The circulation of the Colegio Nacional de Arquitectos building is through a double-loaded corridor. It was one of the first curtain walls to be used in Cuba. The building consists of a semi-basement and two floors that houses offices, a library, recreation rooms, an auditorium, and a large spiral staircase that forms a large space on three levels which is illuminated by natural light from three panels of glass blocks. It has several outdoor porches. On the outside, coral stone and green Cuban marble are used. The main part of the building (auditorium) is covered by a gable roof, the rest of the building has a flat roof.

==Directors==
In 1928 the board was formed by Esteban Rodríguez Castells who was the first vice president, Emilio de Soto, the second vice president, Miguel Ángel Moenck served as treasurer and Alberto Camacho was the librarian, artistic director of the magazine and member of the Legal and Advertising Commission.

Other members were the architects Joaquín Weiss, Enrique Luis Varela, Pedro Martínez Inclán and Pérez Benitoa, who was a member of the Foreign Affairs Committee.
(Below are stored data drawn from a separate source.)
PR #3213, opened 2016-01-14
openimageio: add --with-python3 and update to 1.6.9.

jaguarondi:
Add the `--with-python3` option to build and install the python3
bindings.

Update to 1.6.9 release.

PR #3225, opened 2016-01-16
field3d: bump for openimageio

jaguarondi:
Required to build openimageio, see PR #3213


jaguarondi:
@dpo : should I also bump hdf5 ?

dpo:
No need. The issue is with `openimageio`, but that will be rebottled by your other PR.

PR #3228, opened 2016-01-16
vips: 8.2.1 and jpeg-turbo support / nip2: 8.2

felixbuenemann:
vips:
* Update to newest upstream release 8.2.1
* Include bilinear interpolation rounding bugfix from upcoming 8.2.2
* Add support for compiling against libjpeg-turbo

nip2:
* Update to newest upstream release 8.2

The nip2 formula depends on vips and was rather outdated, so I updated it in the same commit.


felixbuenemann:
Not sure if the CI can properly handle multiple formulas in a single commit, just tell me if you want me to split it into to PRs.

felixbuenemann:
Will submit two PRs for vips and nip2.

PR #3229, opened 2016-01-17
root: reuse test from root6 formula

veprbl:
Test from root6.rb is more robust because it calls thisroot.sh to ensure that the right ROOT version is selected and environment is set up. It also checks that the C++ interpreter works.


dpo:
Would you mind doing this as part of #3222?  Sorry for the trouble. I should have been clearer.

PR #3236, opened 2016-01-19
poretools: update ggplot2 URL

dfornika:
ggplot2 v1.0.1 has been moved to the CRAN Archive.


dpo:

PR #3255, opened 2016-01-25
edirect: formula now installs current version 3.60

ozagordi:
The file url points to the most recent version (3.60 as of now), for which the shasum was updated.

### DIFF
--- a/edirect.rb
+++ b/edirect.rb
@@ -3,8 +3,8 @@ class Edirect < Formula
   # tag "bioinformatics"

Between 1950 and 1961, they occupied the presidency, Rene Echarte Mazorra, Pedro Guerra Seguí, Agustín Sorhegui Vázquez, Vicente J. Salles Burell, Horacio Navarrete Serrano and Rodulfo Ibarra Pérez.

==Decree-Law No. 3174==
The Colegio Nacional de Arquitectos de Cuba emerged as a result of Decree-Law No. 3174 of the Ministry of Public Works on December 13, 1933. The Colegio had six provincial headquarters throughout the country. The law established that all work built in the country should have the approval of the school. Segunda Zafra presents the list of architects who formed part of the National College of Architects of Cuba in 1940, its executive committee, its Provincial Colleges and its Honorary and Correspondent partners, both in Cuba and abroad. National College of Architects of Cuba (1916). As of December 31, 1958, there were 676 architects licensed and registered in the National College of which 590 were in the Provincial College of Havana.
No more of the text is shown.